Instructions to follow> The required output is every entry below, copied exactly.
○ ○ ○ ○ ○
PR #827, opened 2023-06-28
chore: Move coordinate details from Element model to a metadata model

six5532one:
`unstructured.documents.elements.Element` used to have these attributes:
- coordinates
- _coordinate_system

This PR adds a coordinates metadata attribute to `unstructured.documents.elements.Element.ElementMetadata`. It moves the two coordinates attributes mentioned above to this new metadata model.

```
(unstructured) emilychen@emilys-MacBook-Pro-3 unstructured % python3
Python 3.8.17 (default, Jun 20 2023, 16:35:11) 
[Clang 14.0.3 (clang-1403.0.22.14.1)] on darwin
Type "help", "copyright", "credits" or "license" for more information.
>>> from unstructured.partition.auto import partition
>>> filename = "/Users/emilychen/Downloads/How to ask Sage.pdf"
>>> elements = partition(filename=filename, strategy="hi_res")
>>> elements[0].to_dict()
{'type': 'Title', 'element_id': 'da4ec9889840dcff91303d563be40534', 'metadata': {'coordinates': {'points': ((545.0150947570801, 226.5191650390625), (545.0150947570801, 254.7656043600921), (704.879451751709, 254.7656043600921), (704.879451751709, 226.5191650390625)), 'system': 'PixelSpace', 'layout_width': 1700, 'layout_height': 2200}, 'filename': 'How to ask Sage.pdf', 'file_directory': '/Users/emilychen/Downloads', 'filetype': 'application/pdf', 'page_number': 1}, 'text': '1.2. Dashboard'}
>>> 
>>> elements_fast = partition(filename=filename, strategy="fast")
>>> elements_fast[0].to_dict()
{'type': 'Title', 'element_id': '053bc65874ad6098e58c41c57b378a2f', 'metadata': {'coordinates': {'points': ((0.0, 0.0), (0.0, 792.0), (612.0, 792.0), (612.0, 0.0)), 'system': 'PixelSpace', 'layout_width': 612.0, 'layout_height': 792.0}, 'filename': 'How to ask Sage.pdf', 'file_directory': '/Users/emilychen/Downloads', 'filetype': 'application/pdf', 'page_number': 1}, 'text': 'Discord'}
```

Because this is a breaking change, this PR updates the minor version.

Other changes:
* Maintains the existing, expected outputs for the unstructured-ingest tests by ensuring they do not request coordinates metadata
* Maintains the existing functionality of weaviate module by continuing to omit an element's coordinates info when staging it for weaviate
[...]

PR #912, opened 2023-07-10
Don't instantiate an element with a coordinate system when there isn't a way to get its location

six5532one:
○ ○ ○ ○ ○
Response to this task>
PR #827, opened 2023-06-28
chore: Move coordinate details from Element model to a metadata model

six5532one:
`unstructured.documents.elements.Element` used to have these attributes:
- coordinates
- _coordinate_system

This PR adds a coordinates metadata attribute to `unstructured.documents.elements.Element.ElementMetadata`. It moves the two coordinates attributes mentioned above to this new metadata model.

```
(unstructured) emilychen@emilys-MacBook-Pro-3 unstructured % python3
Python 3.8.17 (default, Jun 20 2023, 16:35:11) 
[Clang 14.0.3 (clang-1403.0.22.14.1)] on darwin
Type "help", "copyright", "credits" or "license" for more information.
>>> from unstructured.partition.auto import partition
>>> filename = "/Users/emilychen/Downloads/How to ask Sage.pdf"
>>> elements = partition(filename=filename, strategy="hi_res")
>>> elements[0].to_dict()
{'type': 'Title', 'element_id': 'da4ec9889840dcff91303d563be40534', 'metadata': {'coordinates': {'points': ((545.0150947570801, 226.5191650390625), (545.0150947570801, 254.7656043600921), (704.879451751709, 254.7656043600921), (704.879451751709, 226.5191650390625)), 'system': 'PixelSpace', 'layout_width': 1700, 'layout_height': 2200}, 'filename': 'How to ask Sage.pdf', 'file_directory': '/Users/emilychen/Downloads', 'filetype': 'application/pdf', 'page_number': 1}, 'text': '1.2. Dashboard'}
>>> 
>>> elements_fast = partition(filename=filename, strategy="fast")
>>> elements_fast[0].to_dict()
{'type': 'Title', 'element_id': '053bc65874ad6098e58c41c57b378a2f', 'metadata': {'coordinates': {'points': ((0.0, 0.0), (0.0, 792.0), (612.0, 792.0), (612.0, 0.0)), 'system': 'PixelSpace', 'layout_width': 612.0, 'layout_height': 792.0}, 'filename': 'How to ask Sage.pdf', 'file_directory': '/Users/emilychen/Downloads', 'filetype': 'application/pdf', 'page_number': 1}, 'text': 'Discord'}
```

Because this is a breaking change, this PR updates the minor version.

Other changes:
* Maintains the existing, expected outputs for the unstructured-ingest tests by ensuring they do not request coordinates metadata
* Maintains the existing functionality of weaviate module by continuing to omit an element's coordinates info when staging it for weaviate
[...]

PR #912, opened 2023-07-10
Don't instantiate an element with a coordinate system when there isn't a way to get its location

six5532one:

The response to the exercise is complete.